Tesla Motors Inc TSLA initially surged more than 4.0 percent in Wednesday's after-hours session following a Q1 earnings report mostly in line with Wall Street expectations. However, the stock has plummeted more than 5 percent in Thursday’s session after the market had a bit more time to digest what it saw from Tesla.
The big initial driver of market excitement following Tesla’s report was the company’s guidance that it plans to ship 500,000 vehicles per year by 2018, two years ahead of its previous 2020 estimate.
The company also demonstrated extremely strong 45 percent year-over-year sales growth.

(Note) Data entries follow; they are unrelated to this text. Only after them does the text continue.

PR #32513, opened 2026-07-07
[#9624] DocDB: Suggest closest matches for misspelled yb-admin commands

### LINKED ISSUE #9624: [usability] Allow prefix matching for yb-admin commands
Currently when yb-admin command is slightly misspelled, e.g. list_snapshot_schedule instead of list_snapshot_schedules, the user would be given the whole list of commands.

User experience can be improved by using the (partial) command as prefix.

If there is only one match, that match would be picked.
In case there are multiple candidates for the given prefix, the list of commands would be printed.

ag26jan:
## Summary

`yb-admin` looks up the operation name given on the command line with an exact match against the
list of registered commands. If the operation is slightly misspelled (e.g.
`list_snapshot_schedule` instead of `list_snapshot_schedules`), the user was shown the
`Invalid operation` error followed by the entire list of ~130 supported commands, with no hint
about what they may have meant.

This PR makes that error helpful in two ways:

**1. Suggest the closest commands.**
- Prefix match first: registered (non-hidden) commands that have the typed operation as a prefix
  are suggested.
- Edit-distance fallback: if nothing is a prefix, fall back to Levenshtein (fuzzy) matching so a
  typo anywhere in the name - a transposition, or a wrong or missing leading character - still
  resolves to the closest command(s). The tolerance scales with the length of the operation, and
  only the closest-scoring tier is shown to keep the list short.

```
$ yb-admin --master_addresses ... list_snapshot_schedule    # prefix
Invalid operation: list_snapshot_schedule
Did you mean one of these?
  list_snapshot_schedules

$ yb-admin --master_addresses ... ist_tables                # missing leading char (fuzzy)
Invalid operation: ist_tables
Did you mean one of these?
  list_tables

$ yb-admin --master_addresses ... list_tabels               # transposition (fuzzy)
Invalid operation: list_tabels
Did you mean one of these?
  list_tables
  list_tablets
```

**2. Stop dumping the full command list on an invalid operation.** That wall of ~130 commands was
the original complaint in the issue. The invalid-operation path now shows only the targeted
suggestions plus a one-line hint, and returns a non-`InvalidArgument` status so `main()` no longer
appends the full usage. Running `yb-admin` with no operation at all still prints the full usage as
help.

The command is never run automatically based on a match, even an unambiguous prefix, to avoid
surprising behavior for scripts that pass an already-invalid command (per maintainer guidance on
the issue).

Fixes #9624. Subsumes #32516 (fuzzy / nearest-neighbor matching), which is closed as folded in
here.

## Test plan

- [x] `AdminCliTest.InvalidOperationSuggestsClosestCommands` - one test covering the whole
  "did you mean" help path:
  - prefix matches: an unambiguous single-command prefix, and an ambiguous prefix that lists
    every candidate;
  - fuzzy / edit-distance matches: a transposition (`list_tabels`) and a missing leading
    character (`ist_tables`);
  - that an empty operation and a far-off garbage string suggest nothing; and
  - that an invalid operation no longer prints the full command list on either stream, while
    running with no operation at all still does.
- [x] Built `yb-admin` and `yb-admin-test` (release) locally; the test passes, and manually
  verified the examples above. The test needs no running cluster since the check happens before
  `yb-admin` connects to the master.

### DIFF
--- a/src/yb/tools/yb-admin-test.cc
+++ b/src/yb/tools/yb-admin-test.cc
@@ -206,65 +206,12 @@ class AdminCliTest : public AdminTestBase {
   TmpDirProvider tmp_dir_;
 };
 
-// Verify that a misspelled operation gets suggested the commands it is a prefix of, without
-// needing a running cluster (the check happens before yb-admin connects to the master).
-TEST_F(AdminCliTest, InvalidOperationSuggestsPrefixMatches) {
-  const auto exe_path = GetAdminToolPath();
-  constexpr auto kUnusedMasterAddress = "127.0.0.1:0";
-  std::string error;
-
-  // Typo that is an unambiguous prefix of a single command.
-  ASSERT_NOK(Subprocess::Call(
-      ToStringVector(
-          exe_path, "--master_addresses", kUnusedMasterAddress, "list_snapshot_schedule"),
-      /* output */ nullptr, &error));
-  ASSERT_STR_CONTAINS(error, "Did you mean one of these?");
-  ASSERT_NE(error.find("list_snapshot_schedules"), std::string::npos);
-
-  // Prefix that matches multiple commands should list every candidate.
-  ASSERT_NOK(Subprocess::Call(
-      ToStringVector(exe_path, "--master_addresses", kUnusedMasterAddress, "list_table"), nullptr,
-      &error));
-  ASSERT_NE(error.find("list_tables"), std::string::npos);
-  ASSERT_NE(error.find("list_tablets"), std::string::npos);
-
-  // An empty operation is a prefix of every command, but should not list all of them.
-  ASSERT_NOK(Subprocess::Call(
-      ToStringVector(exe_path, "--master_addresses", kUnusedMasterAddress, ""), nullptr, &error));
-  ASSERT_EQ(error.find("Did you mean one of these?"), std::string::npos);
-}
-
-// Verify that a typo that is not a prefix of any command still gets suggestions via fuzzy
-// (edit-distance) matching, e.g. a transposition or a wrong/missing leading character.
-TEST_F(AdminCliTest, InvalidOperationSuggestsFuzzyMatches) {
-  const auto exe_path = GetAdminToolPath();
-  constexpr auto kUnusedMasterAddress = "127.0.0.1:0";
-  std::string error;
-
-  // Transposition in the middle of the command ("tabels" instead of "tables").
-  ASSERT_NOK(Subprocess::Call(
-      ToStringVector(exe_path, "--master_addresses", kUnusedMasterAddress, "list_tabels"),
-      /* output */ nullptr, &error));
-  ASSERT_NE(error.find("Did you mean one of these?"), std::string::npos);
-  ASSERT_NE(error.find("list_tables"), std::string::npos);
-
-  // Missing leading character ("ist_tables" instead of "list_tables") is not a prefix but is one
-  // edit away.
-  ASSERT_NOK(Subprocess::Call(
-      ToStringVector(exe_path, "--master_addresses", kUnusedMasterAddress, "ist_tables"), nullptr,
-      &error));
-  ASSERT_NE(error.find("list_tables"), std::string::npos);
-
-  // A far-off garbage string is beyond the edit-distance tolerance, so nothing is suggested.
-  ASSERT_NOK(Subprocess::Call(
-      ToStringVector(exe_path, "--master_addresses", kUnusedMasterAddress, "zzzzzzzzzzzzzzzzzz"),
-      nullptr, &error));
-  ASSERT_EQ(error.find("Did you mean one of these?"), std::string::npos);
-}
-
-// Verify that an invalid operation no longer dumps the full command list (the original complaint
-// in the issue), while running with no operation at all still prints the full usage as help.
-TEST_F(AdminCliTest, InvalidOperationDoesNotListAllCommands) {
+// Verify the "did you mean" help for a misspelled operation, none of which needs a running
+// cluster (the operation is checked before yb-admin connects to the master): prefix matches,
+// fuzzy (edit-distance) matches, and that an invalid operation no longer dumps the full command
+// list (the original complaint in the issue) while running with no operation still prints the
+// full usage as help.
+TEST_F(AdminCliTest, InvalidOperationSuggestsClosestCommands) {
   const auto exe_path = GetAdminToolPath();
   constexpr auto kUnusedMasterAddress = "127.0.0.1:0";
   // This marker only appears in the full usage/command listing (which is printed to stdout).
@@ -272,21 +219,54 @@ TEST_F(AdminCliTest, InvalidOperationDoesNotListAllCommands) {
   std::string output;
   std::string error;
 
-  // An invalid operation with suggestions prints the suggestions and a hint on stderr, but must
-  // not dump the full command list on either stream.
+  // Prefix match: an unambiguous typo suggests the single command it is a prefix of.
+  ASSERT_NOK(Subprocess::Call(
+      ToStringVector(
+          exe_path, "--master_addresses", kUnusedMasterAddress, "list_snapshot_schedule"),
+      /* output */ nullptr, &error));
+  ASSERT_STR_CONTAINS(error, "Did you mean one of these?");
+  ASSERT_STR_CONTAINS(error, "list_snapshot_schedules");
+
+  // Prefix match: a prefix of several commands lists every candidate and a hint, and must not dump
+  // the full command list on either stream.
   ASSERT_NOK(Subprocess::Call(
       ToStringVector(exe_path, "--master_addresses", kUnusedMasterAddress, "list_table"), &output,
       &error));
-  ASSERT_NE(error.find("Did you mean one of these?"), std::string::npos);
-  ASSERT_NE(error.find("list_tables"), std::string::npos);
-  ASSERT_NE(error.find("to see all available operations"), std::string::npos);
-  ASSERT_EQ(output.find(kFullUsageMarker), std::string::npos);
-  ASSERT_EQ(error.find(kFullUsageMarker), std::string::npos);
+  ASSERT_STR_CONTAINS(error, "Did you mean one of these?");
+  ASSERT_STR_CONTAINS(error, "list_tables");
+  ASSERT_STR_CONTAINS(error, "list_tablets");
+  ASSERT_STR_CONTAINS(error, "to see all available operations");
+  ASSERT_STR_NOT_CONTAINS(output, kFullUsageMarker);
+  ASSERT_STR_NOT_CONTAINS(error, kFullUsageMarker);
+
+  // Fuzzy match: a transposition ("tabels" instead of "tables") is not a prefix but is close.
+  ASSERT_NOK(Subprocess::Call(
+      ToStringVector(exe_path, "--master_addresses", kUnusedMasterAddress, "list_tabels"), nullptr,
+      &error));
+  ASSERT_STR_CONTAINS(error, "Did you mean one of these?");
+  ASSERT_STR_CONTAINS(error, "list_tables");
+
+  // Fuzzy match: a missing leading character ("ist_tables") is one edit away from "list_tables".
+  ASSERT_NOK(Subprocess::Call(
+      ToStringVector(exe_path, "--master_addresses", kUnusedMasterAddress, "ist_tables"), nullptr,
+      &error));
+  ASSERT_STR_CONTAINS(error, "list_tables");
+
+  // An empty operation is a prefix of every command, but should not list all of them.
+  ASSERT_NOK(Subprocess::Call(
+      ToStringVector(exe_path, "--master_addresses", kUnusedMasterAddress, ""), nullptr, &error));
+  ASSERT_STR_NOT_CONTAINS(error, "Did you mean one of these?");
+
+  // A far-off garbage string is beyond the edit-distance tolerance, so nothing is suggested.
+  ASSERT_NOK(Subprocess::Call(
+      ToStringVector(exe_path, "--master_addresses", kUnusedMasterAddress, "zzzzzzzzzzzzzzzzzz"),
+      nullptr, &error));
+  ASSERT_STR_NOT_CONTAINS(error, "Did you mean one of these?");
 
   // Running with no operation at all should still print the full usage as help on stdout.
   ASSERT_NOK(Subprocess::Call(
       ToStringVector(exe_path, "--master_addresses", kUnusedMasterAddress), &output, &error));
-  ASSERT_NE(output.find(kFullUsageMarker), std::string::npos);
+  ASSERT_STR_CONTAINS(output, kFullUsageMarker);
 }
 
 // Test yb-admin config change while running a workload.
--- a/src/yb/tools/yb-admin-test.cc
+++ b/src/yb/tools/yb-admin-test.cc
@@ -228,16 +228,65 @@ TEST_F(AdminCliTest, InvalidOperationSuggestsPrefixMatches) {
   ASSERT_NE(error.find("list_tables"), std::string::npos);
   ASSERT_NE(error.find("list_tablets"), std::string::npos);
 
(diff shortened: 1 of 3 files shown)


ag26jan:
Thanks for the review. Addressed the feedback in 5e6cbd921b5:

- **Empty-operation guard**: `yb-admin ""` treated the empty string as a prefix of every command and printed the entire list. The prefix scan is now wrapped in a non-empty check, with a test case covering it.
- **Temporary vector / print-as-you-go**: kept as-is intentionally. This is an error path that immediately returns `kInvalidArguments`, so the allocation cost is negligible, and collecting into a small `vector` keeps the logic readable. It's also the structure the planned follow-up (edit-distance suggestions, #32516) builds on.

src/yb/tools/yb-admin_cli.cc
```diff
@@ -472,6 +472,28 @@ Status ClusterAdminCli::Run(int argc, char** argv) {
...
   if (cmd == command_indexes_.end()) {
     cerr << "Invalid operation: " << op << endl;
+
+    // The operation name is not an exact match, so look for commands that have it as a prefix,
+    // e.g. "list_snapshot_schedule" should point the user at "list_snapshot_schedules". An empty
+    // operation is a prefix of every command, so skip it instead of listing all commands.
+    vector<string> candidates;
+    if (!op.empty()) {
+      for (auto it = command_indexes_.lower_bound(op); it != command_indexes_.end(); ++it) {
+        if (!boost::starts_with(it->first, op)) {
```
balajisubramanian-yugabyte: This works for prefix. But if the first character is misspelt, it wont return anything, should we use some nearest neighbor to figure out the closest command for the given operation ?

ag26jan: @balajisubramanian-yugabyte Thanks for taking this for review. Yes, this was planned as part of this sub-task : ( #32516)

Now since you already pointed I think it's worth to include the fuzzy logic in this commit, what you think?

ag26jan:
@balajisubramanian-yugabyte Also I am more inclined to revise this commit. Because currently what I am noticing is two things: 

**Example 1:**

```
./build/latest/bin/yb-admin --master_addresses 192.0.2.62 ist_table
Invalid operation: ist_table
yb-admin: ./build/latest/bin/yb-admin [--master_addresses server1:port,server2:port,server3:port,...]  [--timeout_ms <millisec>] [--certs_dir_name <dir_name>]
  [--flagfile <path/to/master/conf/server.conf>]
  <operation>

Tip: Use --flagfile with the master's server.conf to automatically pick up
master_addresses and certs_dir, avoiding manual flag entry.
Example: ./build/latest/bin/yb-admin --flagfile master/conf/server.conf list_all_masters

<operation> must be one of:
 1. change_config <tablet_id> <ADD_SERVER|REMOVE_SERVER> <peer_uuid> [PRE_VOTER|PRE_OBSERVER]
 2. list_tablet_servers <tablet_id>
 3. backfill_indexes_for_table <table>
 4. list_tables [include_db_type] [include_table_id] [include_table_type]
 5. list_tables_with_db_types
 6. list_tablets <table> [<max_tablets>] (default 10, set 0 for max) [JSON] [include_followers]
 7. modify_table_placement_info <table> <placement_info> <replication_factor> [<placemen
```

This falls back to a long list of command, that's expected as fuzzy logic is not there once we have that it will look nice.

****Example 2:** (This is where I am not satisfied)**

```
./build/latest/bin/yb-admin --master_addresses 192.0.2.62 list_table
Invalid operation: list_table
Did you mean one of these?
  list_tables
  list_tables_with_db_types
  list_tablet_servers
  list_tablets
yb-admin: ./build/latest/bin/yb-admin [--master_addresses server1:port,server2:port,server3:port,...]  [--timeout_ms <millisec>] [--certs_dir_name <dir_name>]
  [--flagfile <path/to/master/conf/server.conf>]
  <operation>

Tip: Use --flagfile with the master's server.conf to automatically pick up
master_addresses and certs_dir, avoiding manual flag entry.
Example: ./build/latest/bin/yb-admin --flagfile master/conf/server.conf list_all_masters

<operation> must be one of:
 1. change_config <tablet_id> <ADD_SERVER|REMOVE_SERVER> <peer_uuid> [PRE_VOTER|PRE_OBSERVER]
 2. list_tablet_servers <tablet_id>
 3. backfill_indexes_for_table <table>
 4. list_tables [include_db_type] [include_table_id] [include_table_type]
 5. list_tables_with_db_types
 6. list_tablets <table> [<max_tablets>] (default 10, set 0 for max) [JSON] [include_followers]
 7. modify_table_placement_info <table> <placement_info> <replication_factor> [<placement_uuid>]
 8. modify_placement_info <placement_info> <replication_factor> [<placement_uuid>]
```

This gives matching commands and then full list. The whole-list dump was the exact issue we want to address. The current implementation adds helpful suggestions but still prints the whole list right after. So it only partially addresses the issue. When we have precise suggestions (Example 2), appending all ~100 commands is noise that undercuts the feature's purpose.

**So a good implementation would be :**

- No operation given (yb-admin alone) → we want the full usage (that's the help screen).
- Invalid operation name → we don't want the full dump when we have suggestions.

### Here is a quick glance how it will look like if we want to go via above route:

```
./build/latest/bin/yb-admin --master_addresses 192.0.2.62 list_table
Invalid operation: list_table
Did you mean one of these?
  list_tables
  list_tables_with_db_types
  list_tablet_servers
  list_tablets
Run './build/latest/bin/yb-admin' with no operation to see all available operations.
```

```
./build/latest/bin/yb-admin --master_addresses 127.0.0.1:0 list_snapshot_schedule
Invalid operation: list_snapshot_schedule
Did you mean one of these?
  list_snapshot_schedules
Run './build/latest/bin/yb-admin' with no operation to see all available operations.
```

```
./build/latest/bin/yb-admin --master_addresses 192.0.2.62 ist_table
Invalid operation: ist_table
Did you mean one of these?
  list_tables
Run './build/latest/bin/yb-admin' with no operation to see all available operations.
```

```
./build/latest/bin/yb-admin --master_addresses 192.0.2.62
yb-admin: ./build/latest/bin/yb-admin [--master_addresses server1:port,server2:port,server3:port,...]  [--timeout_ms <millisec>] [--certs_dir_name <dir_name>]
  [--flagfile <path/to/master/conf/server.conf>]
  <operation>

Tip: Use --flagfile with the master's server.conf to automatically pick up
master_addresses and certs_dir, avoiding manual flag entry.
Example: ./build/latest/bin/yb-admin --flagfile master/conf/server.conf list_all_masters

<operation> must be one of:
 1. change_config <tablet_id> <ADD_SERVER|REMOVE_SERVER> <peer_uuid> [PRE_VOTER|PRE_OBSERVER]
 2. list_tablet_servers <tablet_id>
 3. backfill_indexes_for_table <table>
 4. list_tables [include_db_type] [include_table_id] [include_table_type]
 5. list_tables_with_db_types
 6. list_tablets <table> [<max_tablets>] (default 10, set 0 for max) [JSON] [include_followers]
 .
 .
 .
 .
 .
 .
 130. get_ysql_major_version_catalog_state
 131. upgrade_ysql [use_single_connection] (default false)
 132. finalize_upgrade [use_single_connection]
 133. dump_sys_catalog_entries <entry_type> <folder_path> [entry_id]
 134. write_sys_catalog_entry <insert/update/delete> <entry_type> <entry_id> [file_path] [force]

<namespace>:
 [(ycql|ysql).]<namespace_name> (default ycql.)
<table>:
 <namespace> <table_name> | tableid.<table_id>
<index>:
  <namespace> <index_name> | tableid.<index_id>


  Flags from ../../src/yb/tools/yb-admin_cli.cc:
    -exclude_dead (Exclude dead tservers from output) type: bool default: false
    -init_master_addrs (host:port of any yb-master in a cluster) type: string
      default: ""
    -master_addresses (Comma-separated list of YB Master server addresses)
      type: string default: "localhost:7100" currently: "192.0.2.62"
    -timeout_ms (RPC timeout in milliseconds) type: int64 default: 60000

```

Let me know what you think.

src/yb/tools/yb-admin_cli.cc
ag26jan: Done - folded the fuzzy (edit-distance) matching into this PR. When the typed operation isn't a prefix of any command, it now falls back to Levenshtein edit-distance and suggests the closest command(s), so a misspelt first character resolves too:

- `ist_tables` -> `list_tables`
- `list_tabels` -> `list_tables`, `list_tablets`

Prefix matches are still preferred. I also stopped dumping the full ~130-command list on an invalid operation (the original complaint in #9624) - only the targeted suggestions plus a one-line hint are shown now; `yb-admin` with no operation still prints the full usage. Suggestion logic is factored into `ClusterAdminCli::GetSuggestedCommands`. Since this subsumes the fuzzy sub-task, I've closed #32516 as folded in here.

---
_automated - Cursor_

src/yb/tools/yb-admin_cli.cc
```diff
@@ -472,6 +472,25 @@ Status ClusterAdminCli::Run(int argc, char** argv) {
...
+      if (!commands_[it->second].hidden_) {
+        candidates.push_back(it->first);
+      }
+    }
+    if (!candidates.empty()) {
+      cerr << "Did you mean one of these?" << endl;
+      for (const auto& candidate : candidates) {
+        cerr << "  " << candidate << endl;
+      }
+    }
```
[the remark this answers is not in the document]
ag26jan: Addressed the empty-`op` guard: `GetSuggestedCommands` now returns early for an empty operation, so `yb-admin ""` no longer suggests every command (covered by a test).

On the temporary `std::vector`: keeping it, intentionally. The suggestion set now has to be materialized anyway for the edit-distance fallback (candidates are cleared/replaced as a closer-scoring tier is found before anything is printed), and this is a cold error path where the allocation cost is irrelevant next to readability. Optimizing it away would hurt clarity for no practical gain.

---
_automated - Cursor_

ag26jan:
@balajisubramanian-yugabyte I landed the combined fix per internal feedback. Please review. Thanks.

src/yb/tools/yb-admin_cli.cc
```diff
@@ -415,6 +441,55 @@ std::string ClusterAdminCli::GetArgumentExpressions(const std::string& usage_arg
...
+  // "list_tabels" -> "list_tables". Scale the tolerance with the length of the operation so that
+  // short names don't match everything, and keep only the commands tied for the smallest distance
+  // so the suggestion list stays short.
+  const size_t max_distance = std::max<size_t>(2, op.size() / 3);
+  size_t best_distance = std::numeric_limits<size_t>::max();
+  for (const auto& [name, index] : command_indexes_) {
+    if (commands_[index].hidden_) {
+      continue;
+    }
+    const size_t distance = EditDistance(op, name);
```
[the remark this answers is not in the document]
ag26jan: Applied in ae4d33644b7. Added the length-difference early-out before the `EditDistance` call: since the Levenshtein distance is at least `|len(op) - len(name)|`, commands whose length already differs from the operation by more than `max_distance` are skipped without running the DP. It's a pure pruning step, so the candidate set is unchanged. Thanks for the suggestion.

---
_automated - Cursor_

src/yb/tools/yb-admin_cli.cc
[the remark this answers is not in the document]
ag26jan: @balajisubramanian-yugabyte this needs your feedback as well.

ag26jan:
@mdbridge / @hulien22 Feel free to review as well (as you provided inputs over Slack). TIA.

src/yb/tools/yb-admin_cli.cc
```diff
@@ -415,6 +441,62 @@ std::string ClusterAdminCli::GetArgumentExpressions(const std::string& usage_arg
   return expressions.empty() ? "" : "Definitions: " + expressions;
 }
 
+std::vector<std::string> ClusterAdminCli::GetSuggestedCommands(const std::string& op) const {
+  // An empty operation is a prefix of - and close to - every command, so there is no meaningful
+  // suggestion to make.
```
hari90:
```suggestion
```

src/yb/tools/yb-admin_cli.cc
```diff
@@ -463,6 +545,8 @@ Status ClusterAdminCli::Run(int argc, char** argv) {
   }
 
   if (args.size() < 2) {
+    // No operation was given. Returning an InvalidArgument status makes main() print the full
+    // usage message, which is the intended "help" output for this case.
```
hari90:
```suggestion
```

src/yb/tools/yb-admin-test.cc
```diff
@@ -206,6 +206,89 @@ class AdminCliTest : public AdminTestBase {
...
+  const auto exe_path = GetAdminToolPath();
+  constexpr auto kUnusedMasterAddress = "127.0.0.1:0";
+  std::string error;
+
+  // Typo that is an unambiguous prefix of a single command.
+  ASSERT_NOK(Subprocess::Call(
+      ToStringVector(
+          exe_path, "--master_addresses", kUnusedMasterAddress, "list_snapshot_schedule"),
+      /* output */ nullptr, &error));
+  ASSERT_NE(error.find("Did you mean one of these?"), std::string::npos);
```
hari90:
```suggestion
  ASSERT_STR_CONTAINS(error, "Did you mean one of these?");
```

hari90: Same for all these other ASSERT_NE

src/yb/tools/yb-admin-test.cc
```diff
@@ -206,6 +206,89 @@ class AdminCliTest : public AdminTestBase {
...
+  ASSERT_NOK(Subprocess::Call(
+      ToStringVector(exe_path, "--master_addresses", kUnusedMasterAddress, "list_table"), nullptr,
+      &error));
+  ASSERT_NE(error.find("list_tables"), std::string::npos);
+  ASSERT_NE(error.find("list_tablets"), std::string::npos);
+
+  // An empty operation is a prefix of every command, but should not list all of them.
+  ASSERT_NOK(Subprocess::Call(
+      ToStringVector(exe_path, "--master_addresses", kUnusedMasterAddress, ""), nullptr, &error));
+  ASSERT_EQ(error.find("Did you mean one of these?"), std::string::npos);
```
hari90: ASSERT_STR_NOT_CONTAINS

src/yb/tools/yb-admin-test.cc
```diff
@@ -206,6 +206,89 @@ class AdminCliTest : public AdminTestBase {
...
+
+  // A far-off garbage string is beyond the edit-distance tolerance, so nothing is suggested.
+  ASSERT_NOK(Subprocess::Call(
+      ToStringVector(exe_path, "--master_addresses", kUnusedMasterAddress, "zzzzzzzzzzzzzzzzzz"),
+      nullptr, &error));
+  ASSERT_EQ(error.find("Did you mean one of these?"), std::string::npos);
+}
+
+// Verify that an invalid operation no longer dumps the full command list (the original complaint
+// in the issue), while running with no operation at all still prints the full usage as help.
```
hari90: All 3 tests can be merged into one test

hari90 (changes requested):

src/yb/tools/yb-admin-test.cc
ag26jan: Done — merged the three cases into a single `InvalidOperationSuggestsClosestCommands` test, since they all exercise the same "did you mean" help path and share the same setup (prefix matches, fuzzy/edit-distance matches, and the no-full-dump behavior). Also switched the substring checks to `ASSERT_STR_CONTAINS`/`ASSERT_STR_NOT_CONTAINS` for consistency. Verified locally: `AdminCliTest.InvalidOperationSuggestsClosestCommands` passes.

---
_automated · Cursor (Opus 4.8)_

balajisubramanian-yugabyte:
Overall looks good , some comments:
The commit summar lists three tests (InvalidOperationSuggestsPrefixMatches, ...SuggestsFuzzyMatches, ...DoesNotListAllCommands), but the diff has a single combined test InvalidOperationSuggestsClosestCommands. Lets update the commit description to reflect the actual change.

hari90 (approved):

So why the selloff? After the widely-publicized success of the Model 3 launch earlier this quarter, earnings may be the last major catalyst for Tesla for a while, and traders could simply be taking the opportunity to lock in huge gains in recent months. Even after Thursday’s drop, Tesla is still up 32.0 percent in the past three months.
Outside of profit-taking, the market may be concerned about Tesla’s ambitious guidance.
Tesla still anticipates shipping 80,000 to 90,000 vehicles in 2016, despite the fact that it missed its Q1 shipping guidance, shipping 14,820 vehicles in Q1, over 1,000 vehicles short its 16,000-vehicle projection.
In addition, news broke late Wednesday that two Tesla production chiefs are leaving the company. At a time when the company is supposedly kicking into top gear on production ramp-ups, the market may see the departure of two top production executives as a red flag.
General Motors Company GM is set to begin shipping its answer to the Model 3, the Bolt EV, later this year.
Disclosure: The author holds no position in the stocks mentioned.